KENNY THOMPSON: ‘Als Antwerpenaar bij Gent publiekslieveling worden… neen, het is niet evident (lacht). Ik woonde in het begin nog bij mijn ouders in Deurne, pas na twee jaar verhuisde ik naar Nazareth. Als ik zei ‘Allei joeng, doet eens een frakskeoan‘, lachten mijn ploegmaats mij uiteraard uit. Ik herinner me mijn eerste fandag tijdens de Gentse Feesten op Sint-Baafs: presentator Frans Babbelaar vroeg mij of ik als Antwerpenaar iets te zeggen had tegen de Gentenaars. ‘Ja,’ antwoordde ik, ‘ik heb al wat Gents geleerd: ne klop op aa muile.’ Een spontane ingeving, maar het is mij toen heel erg in dank afgenomen.

‘Mijn eerste periode bij Gent, onder Georges Leekens, speelde ik niet veel, maar kreeg ik steevast positieve commentaren over mijn inzet.
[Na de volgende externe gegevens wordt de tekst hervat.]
PR #5952, opened 2026-09-03
fix(model): honor explicit meta-device disable

ZenAlexa:
# What does this PR do?

Honor the tri-state `init_model_with_meta_device` override through `get_model` and `provide_distributed_model`.

# Changelog

- Apply explicit `True` and `False` overrides to the provider.
- Preserve the provider setting when the override is omitted or `None`.
- Use the effective provider setting for the construction device context.
- Document the contract and test both public entry points.

# Validation

The source-loaded CPU regression passes all override cases at `6585f50ab`, checking real CPU and meta tensor construction and restoration of the outer device context. The project pre-commit checks pass.

# GitHub Actions CI

The project test matrix awaits authorization for `6585f50abb7bde7caa7a8fee1881d2b6ad91ea77`.

# Before review

- [x] Contributor guidelines followed.
- [x] Regression tests added.
- [x] Public API documentation updated.

# Additional Information

Follow-up to #5925.

### DIFF
--- a/src/megatron/bridge/models/model_provider.py
+++ b/src/megatron/bridge/models/model_provider.py
@@ -223,7 +223,7 @@ class ModelProviderMixin(abc.ABC, Generic[ModelT]):
             wrap_with_ddp: Whether to wrap model with DDP.
             data_parallel_random_init: Initialize parameters randomly across data parallel ranks.
             use_cpu_initialization: Override CPU initialization. None preserves the provider setting.
-            init_model_with_meta_device: Initialize model on meta device.
+            init_model_with_meta_device: Override meta-device initialization. None preserves the provider setting.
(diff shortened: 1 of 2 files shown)


ZenAlexa:
@yaoyu-33, could you review this meta-device follow-up to #5925 and authorize `/ok to test 050c5a306537df423701b810048a12a892ed274f`?

I've added the direct `get_model` regression for an explicit `False` override.

ZenAlexa:
I expanded the regression to both public entry points, covering omitted and explicit overrides together with the tensor construction device and context restoration.

@yaoyu-33, could you authorize `/ok to test 6585f50abb7bde7caa7a8fee1881d2b6ad91ea77` when convenient? The project pre-commit checks pass; the expanded matrix needs the project’s CI environment.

Mijn debuutmatch was tegen Genk, ik stond tegenover Mirsad Beslija, op dat moment een van de snelste spelers in onze competitie. Iedereen in de kleedkamer zei: houd het bij je eerste balcontacten simpel en probeer zo te groeien in de wedstrijd. Mijn eerste balcontact was meteen een goal (lacht). Eigenlijk mijn beste match ooit voor Gent. Door de adrenaline liep ik zelfs sneller dan Beslija. Zo’n binnenkomer helpt natuurlijk om populair te worden bij de supporters.

‘Veel mensen vragen mij waarom ik telkens zo goed lag bij supporters, ook bij mijn andere ploegen. Daar is volgens mij een goede reden voor: ik meng mij zonder kapsones onder het publiek. Ik luister écht naar hen. Zonder de fans bestaan voetballers niet, dat besef ik maar al te goed. Supportersavonden probeerde ik nooit te ontlopen – ook al waren ze daar volledig toeter en werd er vooral gezaagd. Het leukste vond ik met de kinderen bezig zijn. Soms gaven we trainingen tijdens jeugdstages. En samen met Steve De Ridder hielp ik soms mee bij de voetbalploeg voor daklozen, geleid door Steves vader.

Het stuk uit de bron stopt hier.